- _Instructions to follow_
Here the job is to restate every entry word for word.

- _Task data_
------------------------------------------------------------

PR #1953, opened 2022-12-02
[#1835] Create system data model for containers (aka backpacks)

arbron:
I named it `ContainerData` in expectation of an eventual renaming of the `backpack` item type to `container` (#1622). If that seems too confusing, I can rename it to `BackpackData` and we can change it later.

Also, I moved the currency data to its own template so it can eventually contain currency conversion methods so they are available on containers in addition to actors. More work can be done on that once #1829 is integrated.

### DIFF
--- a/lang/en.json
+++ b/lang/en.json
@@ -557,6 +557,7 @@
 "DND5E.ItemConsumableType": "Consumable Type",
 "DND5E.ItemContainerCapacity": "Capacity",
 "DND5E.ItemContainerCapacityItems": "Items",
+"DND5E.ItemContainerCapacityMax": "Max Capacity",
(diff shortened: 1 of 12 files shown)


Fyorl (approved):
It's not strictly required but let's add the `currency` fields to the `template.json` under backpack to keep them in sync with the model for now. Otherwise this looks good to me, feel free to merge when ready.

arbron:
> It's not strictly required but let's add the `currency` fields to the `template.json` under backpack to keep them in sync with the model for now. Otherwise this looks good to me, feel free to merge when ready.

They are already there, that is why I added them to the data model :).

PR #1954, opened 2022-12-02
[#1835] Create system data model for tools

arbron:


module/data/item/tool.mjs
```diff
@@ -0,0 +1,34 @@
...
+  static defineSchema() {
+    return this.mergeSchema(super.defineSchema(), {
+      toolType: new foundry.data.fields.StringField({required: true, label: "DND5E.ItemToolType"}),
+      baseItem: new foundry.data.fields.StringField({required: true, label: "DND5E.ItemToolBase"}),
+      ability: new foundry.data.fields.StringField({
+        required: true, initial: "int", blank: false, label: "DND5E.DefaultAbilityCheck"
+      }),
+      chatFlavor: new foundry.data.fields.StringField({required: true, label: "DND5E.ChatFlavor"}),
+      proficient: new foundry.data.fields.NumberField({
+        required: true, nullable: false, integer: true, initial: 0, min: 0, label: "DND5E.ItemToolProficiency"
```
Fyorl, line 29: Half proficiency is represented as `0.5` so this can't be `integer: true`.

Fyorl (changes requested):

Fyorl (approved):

------------------------------------------------------------

- _Worked solution_
PR #1953, opened 2022-12-02
[#1835] Create system data model for containers (aka backpacks)

arbron:
I named it `ContainerData` in expectation of an eventual renaming of the `backpack` item type to `container` (#1622). If that seems too confusing, I can rename it to `BackpackData` and we can change it later.

Also, I moved the currency data to its own template so it can eventually contain currency conversion methods so they are available on containers in addition to actors. More work can be done on that once #1829 is integrated.

### DIFF
--- a/lang/en.json
+++ b/lang/en.json
@@ -557,6 +557,7 @@
 "DND5E.ItemConsumableType": "Consumable Type",
 "DND5E.ItemContainerCapacity": "Capacity",
 "DND5E.ItemContainerCapacityItems": "Items",
+"DND5E.ItemContainerCapacityMax": "Max Capacity",
(diff shortened: 1 of 12 files shown)


Fyorl (approved):
It's not strictly required but let's add the `currency` fields to the `template.json` under backpack to keep them in sync with the model for now. Otherwise this looks good to me, feel free to merge when ready.

arbron:
> It's not strictly required but let's add the `currency` fields to the `template.json` under backpack to keep them in sync with the model for now. Otherwise this looks good to me, feel free to merge when ready.

They are already there, that is why I added them to the data model :).

PR #1954, opened 2022-12-02
[#1835] Create system data model for tools

arbron:


module/data/item/tool.mjs
```diff
@@ -0,0 +1,34 @@
...
+  static defineSchema() {
+    return this.mergeSchema(super.defineSchema(), {
+      toolType: new foundry.data.fields.StringField({required: true, label: "DND5E.ItemToolType"}),
+      baseItem: new foundry.data.fields.StringField({required: true, label: "DND5E.ItemToolBase"}),
+      ability: new foundry.data.fields.StringField({
+        required: true, initial: "int", blank: false, label: "DND5E.DefaultAbilityCheck"
+      }),
+      chatFlavor: new foundry.data.fields.StringField({required: true, label: "DND5E.ChatFlavor"}),
+      proficient: new foundry.data.fields.NumberField({
+        required: true, nullable: false, integer: true, initial: 0, min: 0, label: "DND5E.ItemToolProficiency"
```
Fyorl, line 29: Half proficiency is represented as `0.5` so this can't be `integer: true`.

Fyorl (changes requested):

Fyorl (approved):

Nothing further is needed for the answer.